In an alternative functionality, text from received closed captioning may be input to the language detector 410. Note that if received closed captioning is monitored, one (or even both) language extractors 400 may be eliminated.
The actual language detection module 602 then directs one of the two audio streams 308, 310 to the appropriate output interface (e.g., to the HDMI interface 312), as depicted by a virtual relay function 314.
In particular, as shown in
Though the present invention has been described in the context of English in a main audio channel and Spanish in a secondary audio channel since these are dominant languages in the United States, the present invention relates equally to any other language in the main audio channel and any other language in the secondary audio channel.
The disclosed embodiments are described with respect to implementation in a cable home device such as a DOSIS gateway device or set-top box. The invention is applicable for use in all countries, although obviously the secondary language will change depending upon the country of use. For any given expected language, the most frequent trigram (MFT) list will have to be generated and stored in a suitable trigram MFT list or database beforehand for use by the language detector module.
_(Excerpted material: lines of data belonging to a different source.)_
PR #1670, opened 2024-06-24
Add `astro dbt deploy` command

jeremybeard:
## Description

This change adds a new command `astro dbt deploy` for deploying a dbt project to a deployment independently of the Astro project of the deployment. This uses the new bundle deploy type, where arbitrary files can be mounted on the Airflow containers at a selected mount path.

The selection of the deployment is in line with `astro deploy`, where a deployment id argument can be provided, or one can be selected from a list.

By default the dbt project will be mounted on the Airflow containers at `/usr/local/airflow/dbt/{dbt project name}`, where the project name is extracted from the dbt project's `dbt_project.yml` file. This mount path can be overridden with `--mount-path`.

The command is currently hidden behind the CLI config `dbt_deploys_enabled` until the feature is GA.

The `goerr113` lint rule is also removed because it was repeatedly being overridden, and doesn't seem to add a lot of value.

## 🧪 Functional Testing

- Unit tests added and updated
- Ran `astro dbt deploy` and manually downloaded the bundle to confirm its contents
- Ran `astro deploy --dags` to confirm DAG deploys are not impacted

## 📸 Screenshots

Screenshot 2024-06-24 at 3 35 28 PM

## 📋 Checklist

### DIFF
--- a/cloud/deploy/bundle.go
+++ b/cloud/deploy/bundle.go
@@ -2,9 +2,11 @@ package deploy
 
 import (
 	"context"
+	"errors"
 	"fmt"
 	"os"
 	"path/filepath"
+	"strings"
 
 	astrocore "github.com/astronomer/astro-cli/astro-client-core"
 	astroplatformcore "github.com/astronomer/astro-cli/astro-client-platform-core"
@@ -12,7 +14,6 @@ import (
 	"github.com/astronomer/astro-cli/config"
 	"github.com/astronomer/astro-cli/pkg/fileutil"
 	"github.com/astronomer/astro-cli/pkg/git"
-	"github.com/pkg/errors"
 	"github.com/sirupsen/logrus"
 )
 
@@ -32,19 +33,19 @@ func DeployBundle(input *DeployBundleInput, platformCoreClient astroplatformcore
 	}
 
 	// get the current deployment so we can check the deploy is valid
-	currentDeployment, err := getDeployment(c.Organization, input.DeploymentID, platformCoreClient)
+	currentDeployment, err := deployment.CoreGetDeployment(c.Organization, input.DeploymentID, platformCoreClient)
 	if err != nil {
 		return err
 	}
 
 	// if CI/CD is enforced, check the subject can deploy
 	if currentDeployment.IsCicdEnforced && !canCiCdDeploy(c.Token) {
-		return fmt.Errorf(errCiCdEnforcementUpdate, currentDeployment.Name) //nolint
+		return fmt.Errorf(errCiCdEnforcementUpdate, currentDeployment.Name)
 	}
 
 	// check the deployment is enabled for DAG deploys
 	if !currentDeployment.IsDagDeployEnabled {
-		return fmt.Errorf(enableDagDeployMsg, input.DeploymentID) //nolint
+		return fmt.Errorf(enableDagDeployMsg, input.DeploymentID)
 	}
 
 	// retrieve metadata about the local Git checkout. returns nil if not available
@@ -58,7 +59,7 @@ func DeployBundle(input *DeployBundleInput, platformCoreClient astroplatformcore
 
 	// check we received an upload URL
 	if deploy.BundleUploadUrl == nil {
-		return errors.New("No bundle upload URL received from Astro")
+		return errors.New("no bundle upload URL received from Astro")
 	}
 
 	// upload the bundle
@@ -115,19 +116,6 @@ func uploadBundle(tarDirPath, bundlePath, uploadURL string, prependBaseDir bool)
 	return versionID, nil
 }
 
-func getDeployment(organizationID, deploymentID string, platformCoreClient astroplatformcore.CoreClient) (*astroplatformcore.Deployment, error) {
-	resp, err := platformCoreClient.GetDeploymentWithResponse(context.Background(), organizationID, deploymentID)
-	if err != nil {
-		return nil, err
-	}
-	err = astrocore.NormalizeAPIError(resp.HTTPResponse, resp.Body)
-	if err != nil {
-		return nil, err
-	}
-
-	return resp.JSON200, nil
-}
-
 func createBundleDeploy(organizationID string, input *DeployBundleInput, deployGit *astrocore.DeployGit, coreClient astrocore.CoreClient) (*astrocore.Deploy, error) {
 	request := astrocore.CreateDeployRequest{
 		Description:     &input.Description,
@@ -174,7 +162,7 @@ func finalizeBundleDeploy(organizationID, deployID, tarballVersion string, input
 }
 
 func retrieveLocalGitMetadata(bundlePath string) *astrocore.DeployGit {
-	if git.HasUncommittedChanges() {
+	if git.HasUncommittedChanges(bundlePath) {
 		logrus.Warn("Local repository has uncommitted changes, skipping Git metadata retrieval")
 		return nil
 	}
@@ -182,23 +170,29 @@ func retrieveLocalGitMetadata(bundlePath string) *astrocore.DeployGit {
 	gitMetadata := &astrocore.DeployGit{}
 
 	// get the remote repository details, assume the remote is named "origin"
-	host, account, repo, err := git.GetRemoteRepository("origin")
+	repoURL, err := git.GetRemoteRepository(bundlePath, "origin")
 	if err != nil {
 		logrus.Debugf("Failed to retrieve remote repository details, skipping Git metadata retrieval: %s", err)
 		return nil
 	}
-	switch host {
+	switch repoURL.Host {
 	case "github.com":
 		gitMetadata.Provider = astrocore.DeployGitProviderGITHUB
 	default:
-		logrus.Debugf("Unsupported Git provider, skipping Git metadata retrieval: %s", host)
+		logrus.Debugf("Unsupported Git provider, skipping Git metadata retrieval: %s", repoURL.Host)
 		return nil
 	}
-	gitMetadata.Account = account
-	gitMetadata.Repo = repo
+	urlPath := strings.TrimPrefix(repoURL.Path, "/")
+	firstSlashIndex := strings.Index(urlPath, "/")
+	if firstSlashIndex == -1 {
+		logrus.Debugf("Failed to parse remote repository path, skipping Git metadata retrieval: %s", repoURL.Path)
+		return nil
+	}
+	gitMetadata.Account = urlPath[:firstSlashIndex]
+	gitMetadata.Repo = urlPath[firstSlashIndex+1:]
 
 	// get the path of the bundle within the repository
-	path, err := git.GetLocalRepositoryPathPrefix(bundlePath)
+	path, err := git.GetLocalRepositoryPathPrefix(bundlePath, bundlePath)
 	if err != nil {
 		logrus.Debugf("Failed to retrieve local repository path prefix, skipping Git metadata retrieval: %s", err)
 		return nil
@@ -208,7 +202,7 @@ func retrieveLocalGitMetadata(bundlePath string) *astrocore.DeployGit {
 	}
 
 	// get the branch of the local commit
-	branch, err := git.GetBranch()
+	branch, err := git.GetBranch(bundlePath)
 	if err != nil {
 		logrus.Debugf("Failed to retrieve branch name, skipping Git metadata retrieval: %s", err)
 		return nil
@@ -216,7 +210,7 @@ func retrieveLocalGitMetadata(bundlePath string) *astrocore.DeployGit {
 	gitMetadata.Branch = branch
 
 	// get the SHA of the local commit
-	sha, err := git.GetHeadCommitSHA()
+	sha, err := git.GetHeadCommitSHA(bundlePath)
 	if err != nil {
 		logrus.Debugf("Failed to retrieve commit SHA, skipping Git metadata retrieval: %s", err)
 		return nil
@@ -224,15 +218,16 @@ func retrieveLocalGitMetadata(bundlePath string) *astrocore.DeployGit {
 	gitMetadata.CommitSha = sha
 
 	// derive the remote URL of the local commit
-	commitURL, err := git.GetCommitURL(host, account, repo, sha)
-	if err != nil {
-		logrus.Debugf("Failed to derive commit URL, skipping Git metadata retrieval: %s", err)
+	switch repoURL.Host {
+	case "github.com":
+		gitMetadata.CommitUrl = fmt.Sprintf("https://%s/%s/%s/commit/%s", repoURL.Host, gitMetadata.Account, gitMetadata.Repo, sha)
+	default:
+		logrus.Debugf("Unsupported Git provider, skipping Git metadata retrieval: %s", repoURL.Host)
 		return nil
 	}
-	gitMetadata.CommitUrl = commitURL
 
 	// get the author name of the local commit
-	authorName, _, err := git.GetHeadCommitAuthor()
+	authorName, _, err := git.GetHeadCommitAuthor(bundlePath)
 	if err != nil {
 		logrus.Debugf("Failed to retrieve commit author, skipping Git metadata retrieval: %s", err)
 		return nil
--- a/cloud/deploy/bundle.go
+++ b/cloud/deploy/bundle.go
@@ -1,0 +1,247 @@
+package deploy
+
+import (
+	"context"
+	"fmt"
+	"os"
+	"path/filepath"
+
+	astrocore "github.com/astronomer/astro-cli/astro-client-core"
+	astroplatformcore "github.com/astronomer/astro-cli/astro-client-platform-core"
+	"github.com/astronomer/astro-cli/cloud/deployment"
+	"github.com/astronomer/astro-cli/config"
+	"github.com/astronomer/astro-cli/pkg/fileutil"
+	"github.com/astronomer/astro-cli/pkg/git"
+	"github.com/pkg/errors"
+	"github.com/sirupsen/logrus"
+)
+
+type DeployBundleInput struct {
+	BundlePath   string
+	MountPath    string
+	DeploymentID string
+	BundleType   string
+	Description  string
+	Wait         bool
+}
+
+func DeployBundle(input *DeployBundleInput, platformCoreClient astroplatformcore.CoreClient, coreClient astrocore.CoreClient) error {
+	c, err := config.GetCurrentContext()
+	if err != nil {
+		return err
+	}
+
+	// get the current deployment so we can check the deploy is valid
+	currentDeployment, err := getDeployment(c.Organization, input.DeploymentID, platformCoreClient)
+	if err != nil {
+		return err
+	}
+
+	// if CI/CD is enforced, check the subject can deploy
+	if currentDeployment.IsCicdEnforced && !canCiCdDeploy(c.Token) {
+		return fmt.Errorf(errCiCdEnforcementUpdate, currentDeployment.Name) //nolint
+	}
+
+	// check the deployment is enabled for DAG deploys
+	if !currentDeployment.IsDagDeployEnabled {
+		return fmt.Errorf(enableDagDeployMsg, input.DeploymentID) //nolint
+	}
+
+	// retrieve metadata about the local Git checkout. returns nil if not available
+	gitMetadata := retrieveLocalGitMetadata(input.BundlePath)
+
+	// initialize the deploy
+	deploy, err := createBundleDeploy(c.Organization, input, gitMetadata, coreClient)
+	if err != nil {
+		return err
+	}
+
+	// check we received an upload URL
+	if deploy.BundleUploadUrl == nil {
+		return errors.New("No bundle upload URL received from Astro")
+	}
+
+	// upload the bundle
+	tarballVersion, err := uploadBundle(config.WorkingPath, input.BundlePath, *deploy.BundleUploadUrl, false)
+	if err != nil {
+		return err
+	}
+
+	// finalize the deploy
+	_, err = finalizeBundleDeploy(c.Organization, deploy.Id, tarballVersion, input, coreClient)
+	if err != nil {
+		return err
+	}
+	fmt.Println("Successfully uploaded bundle with version " + tarballVersion + " to Astro.")
+
+	// if requested, wait for the deploy to finish by polling the deployment until it is healthy
+	if input.Wait {
+		err = deployment.HealthPoll(currentDeployment.Id, currentDeployment.WorkspaceId, dagOnlyDeploySleepTime, tickNum, timeoutNum, platformCoreClient)
+		if err != nil {
+			return err
+		}
+	}
+
+	return nil
+}
+
+func uploadBundle(tarDirPath, bundlePath, uploadURL string, prependBaseDir bool) (string, error) {
+	tarFilePath := filepath.Join(tarDirPath, "bundle.tar")
+	defer func() {
+		err := os.Remove(tarFilePath)
+		if err != nil {
+			fmt.Println("\nFailed to delete tar file: ", err.Error())
+			fmt.Println("\nPlease delete the tar file manually from path: " + tarFilePath)
+		}
+	}()
+
+	// Generate the bundle tar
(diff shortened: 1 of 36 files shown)


cloud/deploy/bundle.go
```diff
@@ -0,0 +1,247 @@
...
+	if err != nil {
+		return nil, err
+	}
+	err = astrocore.NormalizeAPIError(resp.HTTPResponse, resp.Body)
+	if err != nil {
+		return nil, err
+	}
+
+	return resp.JSON200, nil
+}
```
ashb, line 129: This exists almost identically as `CoreGetDeployment()` from ./cloud/deployment  package -- could we use that instead please?

cloud/deploy/bundle.go
```diff
@@ -0,0 +1,247 @@
...
+	resp, err := coreClient.CreateDeployWithResponse(context.Background(), organizationID, input.DeploymentID, request)
+	if err != nil {
+		return nil, err
+	}
+	err = astrocore.NormalizeAPIError(resp.HTTPResponse, resp.Body)
+	if err != nil {
+		return nil, err
+	}
+	return resp.JSON200, nil
+}
```
ashb, line 159: Similar here, rather than a whole new function, could this be merged in to `createDeploy` in this package (inside `./deploy.go`)?

cloud/deploy/bundle.go
```diff
@@ -0,0 +1,247 @@
...
+
+func finalizeBundleDeploy(organizationID, deployID, tarballVersion string, input *DeployBundleInput, coreClient astrocore.CoreClient) (*astrocore.UpdateDeployResponse, error) {
+	request := astrocore.UpdateDeployRequest{
+		BundleTarballVersion: &tarballVersion,
+	}
+	resp, err := coreClient.UpdateDeployWithResponse(context.Background(), organizationID, input.DeploymentID, deployID, request)
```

Moreover, while the disclosed embodiments are described with respect to operation within a set-top box, the present invention relates equally to operation in the cloud.
Although the embodiments disclosed herein are described with respect to use of AC-3 audio, the invention relates equally to use with any other compressed audio, using any appropriate descriptor. For instance, AAC audio with corresponding AAC descriptor could be used.
While the invention has been described with reference to MPEG-2 transport streams to carry audio and video as used in broadcast TV, the same approach to language detection can also be used with other multiplexing approaches such as MP4, which is widely used in over-the-top (OTT) services.
While the invention has been described with reference to the exemplary embodiments thereof, those skilled in the art will be able to make various modifications to the described embodiments of the invention without departing from the true spirit and scope of the invention.